> [WORK TO BE COMPLETED]
Would you set down the complete data below, exactly as shown?

[Dataset items]

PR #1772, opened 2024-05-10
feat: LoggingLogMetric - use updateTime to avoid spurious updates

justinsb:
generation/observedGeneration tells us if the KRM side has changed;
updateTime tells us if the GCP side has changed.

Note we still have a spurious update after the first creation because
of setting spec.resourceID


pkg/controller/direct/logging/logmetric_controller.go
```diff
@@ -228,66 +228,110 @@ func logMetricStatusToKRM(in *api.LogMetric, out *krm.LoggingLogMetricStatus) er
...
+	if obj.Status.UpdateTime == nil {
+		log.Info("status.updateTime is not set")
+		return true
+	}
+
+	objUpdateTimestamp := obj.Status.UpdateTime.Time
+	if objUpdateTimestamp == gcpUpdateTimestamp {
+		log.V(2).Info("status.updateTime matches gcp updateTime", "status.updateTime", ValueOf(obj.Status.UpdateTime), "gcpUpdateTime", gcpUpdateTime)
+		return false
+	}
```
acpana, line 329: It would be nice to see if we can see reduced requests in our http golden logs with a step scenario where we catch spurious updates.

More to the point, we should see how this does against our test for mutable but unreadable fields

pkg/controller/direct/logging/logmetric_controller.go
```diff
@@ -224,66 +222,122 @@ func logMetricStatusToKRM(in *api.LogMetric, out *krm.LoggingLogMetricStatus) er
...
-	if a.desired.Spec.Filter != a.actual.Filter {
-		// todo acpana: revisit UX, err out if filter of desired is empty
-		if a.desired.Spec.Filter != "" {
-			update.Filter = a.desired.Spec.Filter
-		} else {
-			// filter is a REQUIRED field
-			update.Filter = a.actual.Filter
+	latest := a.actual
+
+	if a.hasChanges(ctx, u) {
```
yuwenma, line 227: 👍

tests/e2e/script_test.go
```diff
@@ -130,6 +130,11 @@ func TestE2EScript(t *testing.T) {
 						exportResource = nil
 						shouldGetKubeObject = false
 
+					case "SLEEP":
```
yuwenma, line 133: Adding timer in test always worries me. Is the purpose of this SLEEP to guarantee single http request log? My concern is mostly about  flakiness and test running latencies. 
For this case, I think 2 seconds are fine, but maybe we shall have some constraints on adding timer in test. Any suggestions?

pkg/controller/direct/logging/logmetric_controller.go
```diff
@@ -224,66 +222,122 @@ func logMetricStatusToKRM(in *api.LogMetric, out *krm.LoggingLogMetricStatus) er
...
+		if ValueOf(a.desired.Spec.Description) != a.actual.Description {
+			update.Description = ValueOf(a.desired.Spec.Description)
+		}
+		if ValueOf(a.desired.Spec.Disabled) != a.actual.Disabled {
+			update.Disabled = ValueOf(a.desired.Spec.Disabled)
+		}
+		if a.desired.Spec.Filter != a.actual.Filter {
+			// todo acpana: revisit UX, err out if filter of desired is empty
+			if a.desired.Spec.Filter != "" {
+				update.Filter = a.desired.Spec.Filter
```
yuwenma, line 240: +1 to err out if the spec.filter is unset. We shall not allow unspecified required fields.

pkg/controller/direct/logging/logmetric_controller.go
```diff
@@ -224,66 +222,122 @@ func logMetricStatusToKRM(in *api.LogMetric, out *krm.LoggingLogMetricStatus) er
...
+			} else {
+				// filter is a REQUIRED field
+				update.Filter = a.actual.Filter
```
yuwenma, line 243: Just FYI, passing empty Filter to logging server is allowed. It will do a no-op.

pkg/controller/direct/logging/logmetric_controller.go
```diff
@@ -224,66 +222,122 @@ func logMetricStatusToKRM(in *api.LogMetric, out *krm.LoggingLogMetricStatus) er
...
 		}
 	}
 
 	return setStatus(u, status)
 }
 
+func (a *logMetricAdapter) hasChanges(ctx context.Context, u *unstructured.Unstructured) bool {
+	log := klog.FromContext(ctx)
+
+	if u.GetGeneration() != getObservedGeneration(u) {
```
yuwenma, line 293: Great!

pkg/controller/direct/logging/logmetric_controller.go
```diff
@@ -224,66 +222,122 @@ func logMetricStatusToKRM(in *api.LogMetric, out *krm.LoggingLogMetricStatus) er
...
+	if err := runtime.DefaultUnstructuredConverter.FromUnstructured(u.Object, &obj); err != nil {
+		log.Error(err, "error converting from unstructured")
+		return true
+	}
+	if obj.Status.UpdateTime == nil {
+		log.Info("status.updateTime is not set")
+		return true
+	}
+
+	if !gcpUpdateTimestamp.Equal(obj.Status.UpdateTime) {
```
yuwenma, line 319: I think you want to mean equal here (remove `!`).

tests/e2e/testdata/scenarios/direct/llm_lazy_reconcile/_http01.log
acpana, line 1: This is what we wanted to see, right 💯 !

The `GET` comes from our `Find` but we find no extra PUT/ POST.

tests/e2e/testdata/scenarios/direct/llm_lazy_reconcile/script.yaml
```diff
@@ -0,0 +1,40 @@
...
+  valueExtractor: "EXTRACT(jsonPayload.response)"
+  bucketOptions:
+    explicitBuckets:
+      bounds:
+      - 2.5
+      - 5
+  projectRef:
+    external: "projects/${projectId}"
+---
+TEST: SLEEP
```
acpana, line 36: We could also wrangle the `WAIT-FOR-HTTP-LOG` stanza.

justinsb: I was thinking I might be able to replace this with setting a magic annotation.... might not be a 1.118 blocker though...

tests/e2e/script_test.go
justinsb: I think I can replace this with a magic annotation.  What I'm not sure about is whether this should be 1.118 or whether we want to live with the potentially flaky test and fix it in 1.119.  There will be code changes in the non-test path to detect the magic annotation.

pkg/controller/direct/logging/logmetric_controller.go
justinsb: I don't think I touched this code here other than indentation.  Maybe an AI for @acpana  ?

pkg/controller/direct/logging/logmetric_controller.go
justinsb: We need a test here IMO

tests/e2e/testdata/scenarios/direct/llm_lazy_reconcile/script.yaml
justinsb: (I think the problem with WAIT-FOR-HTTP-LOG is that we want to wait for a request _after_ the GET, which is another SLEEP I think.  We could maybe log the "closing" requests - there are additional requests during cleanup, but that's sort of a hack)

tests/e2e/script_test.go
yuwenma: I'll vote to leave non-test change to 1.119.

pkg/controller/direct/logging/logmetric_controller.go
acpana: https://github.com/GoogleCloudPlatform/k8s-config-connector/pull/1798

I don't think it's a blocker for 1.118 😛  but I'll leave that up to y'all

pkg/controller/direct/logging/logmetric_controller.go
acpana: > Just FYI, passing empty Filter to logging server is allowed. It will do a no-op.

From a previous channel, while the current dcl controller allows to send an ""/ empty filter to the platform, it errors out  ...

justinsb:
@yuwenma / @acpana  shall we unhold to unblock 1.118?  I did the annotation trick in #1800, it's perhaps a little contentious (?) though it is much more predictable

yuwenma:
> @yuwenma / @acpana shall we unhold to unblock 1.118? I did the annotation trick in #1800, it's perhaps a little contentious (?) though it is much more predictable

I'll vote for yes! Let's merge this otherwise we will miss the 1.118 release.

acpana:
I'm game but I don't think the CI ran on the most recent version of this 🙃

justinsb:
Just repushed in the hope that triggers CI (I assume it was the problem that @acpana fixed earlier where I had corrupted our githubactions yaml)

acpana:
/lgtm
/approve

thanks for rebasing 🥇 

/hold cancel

> [OUTPUT OF THE EXERCISE]
PR #1772, opened 2024-05-10
feat: LoggingLogMetric - use updateTime to avoid spurious updates

justinsb:
generation/observedGeneration tells us if the KRM side has changed;
updateTime tells us if the GCP side has changed.

Note we still have a spurious update after the first creation because
of setting spec.resourceID


pkg/controller/direct/logging/logmetric_controller.go
```diff
@@ -228,66 +228,110 @@ func logMetricStatusToKRM(in *api.LogMetric, out *krm.LoggingLogMetricStatus) er
...
+	if obj.Status.UpdateTime == nil {
+		log.Info("status.updateTime is not set")
+		return true
+	}
+
+	objUpdateTimestamp := obj.Status.UpdateTime.Time
+	if objUpdateTimestamp == gcpUpdateTimestamp {
+		log.V(2).Info("status.updateTime matches gcp updateTime", "status.updateTime", ValueOf(obj.Status.UpdateTime), "gcpUpdateTime", gcpUpdateTime)
+		return false
+	}
```
acpana, line 329: It would be nice to see if we can see reduced requests in our http golden logs with a step scenario where we catch spurious updates.

More to the point, we should see how this does against our test for mutable but unreadable fields

pkg/controller/direct/logging/logmetric_controller.go
```diff
@@ -224,66 +222,122 @@ func logMetricStatusToKRM(in *api.LogMetric, out *krm.LoggingLogMetricStatus) er
...
-	if a.desired.Spec.Filter != a.actual.Filter {
-		// todo acpana: revisit UX, err out if filter of desired is empty
-		if a.desired.Spec.Filter != "" {
-			update.Filter = a.desired.Spec.Filter
-		} else {
-			// filter is a REQUIRED field
-			update.Filter = a.actual.Filter
+	latest := a.actual
+
+	if a.hasChanges(ctx, u) {
```
yuwenma, line 227: 👍

tests/e2e/script_test.go
```diff
@@ -130,6 +130,11 @@ func TestE2EScript(t *testing.T) {
 						exportResource = nil
 						shouldGetKubeObject = false
 
+					case "SLEEP":
```
yuwenma, line 133: Adding timer in test always worries me. Is the purpose of this SLEEP to guarantee single http request log? My concern is mostly about  flakiness and test running latencies. 
For this case, I think 2 seconds are fine, but maybe we shall have some constraints on adding timer in test. Any suggestions?

pkg/controller/direct/logging/logmetric_controller.go
```diff
@@ -224,66 +222,122 @@ func logMetricStatusToKRM(in *api.LogMetric, out *krm.LoggingLogMetricStatus) er
...
+		if ValueOf(a.desired.Spec.Description) != a.actual.Description {
+			update.Description = ValueOf(a.desired.Spec.Description)
+		}
+		if ValueOf(a.desired.Spec.Disabled) != a.actual.Disabled {
+			update.Disabled = ValueOf(a.desired.Spec.Disabled)
+		}
+		if a.desired.Spec.Filter != a.actual.Filter {
+			// todo acpana: revisit UX, err out if filter of desired is empty
+			if a.desired.Spec.Filter != "" {
+				update.Filter = a.desired.Spec.Filter
```
yuwenma, line 240: +1 to err out if the spec.filter is unset. We shall not allow unspecified required fields.

pkg/controller/direct/logging/logmetric_controller.go
```diff
@@ -224,66 +222,122 @@ func logMetricStatusToKRM(in *api.LogMetric, out *krm.LoggingLogMetricStatus) er
...
+			} else {
+				// filter is a REQUIRED field
+				update.Filter = a.actual.Filter
```
yuwenma, line 243: Just FYI, passing empty Filter to logging server is allowed. It will do a no-op.

pkg/controller/direct/logging/logmetric_controller.go
```diff
@@ -224,66 +222,122 @@ func logMetricStatusToKRM(in *api.LogMetric, out *krm.LoggingLogMetricStatus) er
...
 		}
 	}
 
 	return setStatus(u, status)
 }
 
+func (a *logMetricAdapter) hasChanges(ctx context.Context, u *unstructured.Unstructured) bool {
+	log := klog.FromContext(ctx)
+
+	if u.GetGeneration() != getObservedGeneration(u) {
```
yuwenma, line 293: Great!

pkg/controller/direct/logging/logmetric_controller.go
```diff
@@ -224,66 +222,122 @@ func logMetricStatusToKRM(in *api.LogMetric, out *krm.LoggingLogMetricStatus) er
...
+	if err := runtime.DefaultUnstructuredConverter.FromUnstructured(u.Object, &obj); err != nil {
+		log.Error(err, "error converting from unstructured")
+		return true
+	}
+	if obj.Status.UpdateTime == nil {
+		log.Info("status.updateTime is not set")
+		return true
+	}
+
+	if !gcpUpdateTimestamp.Equal(obj.Status.UpdateTime) {
```
yuwenma, line 319: I think you want to mean equal here (remove `!`).

tests/e2e/testdata/scenarios/direct/llm_lazy_reconcile/_http01.log
acpana, line 1: This is what we wanted to see, right 💯 !

The `GET` comes from our `Find` but we find no extra PUT/ POST.

tests/e2e/testdata/scenarios/direct/llm_lazy_reconcile/script.yaml
```diff
@@ -0,0 +1,40 @@
...
+  valueExtractor: "EXTRACT(jsonPayload.response)"
+  bucketOptions:
+    explicitBuckets:
+      bounds:
+      - 2.5
+      - 5
+  projectRef:
+    external: "projects/${projectId}"
+---
+TEST: SLEEP
```
acpana, line 36: We could also wrangle the `WAIT-FOR-HTTP-LOG` stanza.

justinsb: I was thinking I might be able to replace this with setting a magic annotation.... might not be a 1.118 blocker though...

tests/e2e/script_test.go
justinsb: I think I can replace this with a magic annotation.  What I'm not sure about is whether this should be 1.118 or whether we want to live with the potentially flaky test and fix it in 1.119.  There will be code changes in the non-test path to detect the magic annotation.

pkg/controller/direct/logging/logmetric_controller.go
justinsb: I don't think I touched this code here other than indentation.  Maybe an AI for @acpana  ?

pkg/controller/direct/logging/logmetric_controller.go
justinsb: We need a test here IMO

tests/e2e/testdata/scenarios/direct/llm_lazy_reconcile/script.yaml
justinsb: (I think the problem with WAIT-FOR-HTTP-LOG is that we want to wait for a request _after_ the GET, which is another SLEEP I think.  We could maybe log the "closing" requests - there are additional requests during cleanup, but that's sort of a hack)

tests/e2e/script_test.go
yuwenma: I'll vote to leave non-test change to 1.119.

pkg/controller/direct/logging/logmetric_controller.go
acpana: https://github.com/GoogleCloudPlatform/k8s-config-connector/pull/1798

I don't think it's a blocker for 1.118 😛  but I'll leave that up to y'all

pkg/controller/direct/logging/logmetric_controller.go
acpana: > Just FYI, passing empty Filter to logging server is allowed. It will do a no-op.

From a previous channel, while the current dcl controller allows to send an ""/ empty filter to the platform, it errors out  ...

justinsb:
@yuwenma / @acpana  shall we unhold to unblock 1.118?  I did the annotation trick in #1800, it's perhaps a little contentious (?) though it is much more predictable

yuwenma:
> @yuwenma / @acpana shall we unhold to unblock 1.118? I did the annotation trick in #1800, it's perhaps a little contentious (?) though it is much more predictable

I'll vote for yes! Let's merge this otherwise we will miss the 1.118 release.

acpana:
I'm game but I don't think the CI ran on the most recent version of this 🙃

justinsb:
Just repushed in the hope that triggers CI (I assume it was the problem that @acpana fixed earlier where I had corrupted our githubactions yaml)

acpana:
/lgtm
/approve

thanks for rebasing 🥇 

/hold cancel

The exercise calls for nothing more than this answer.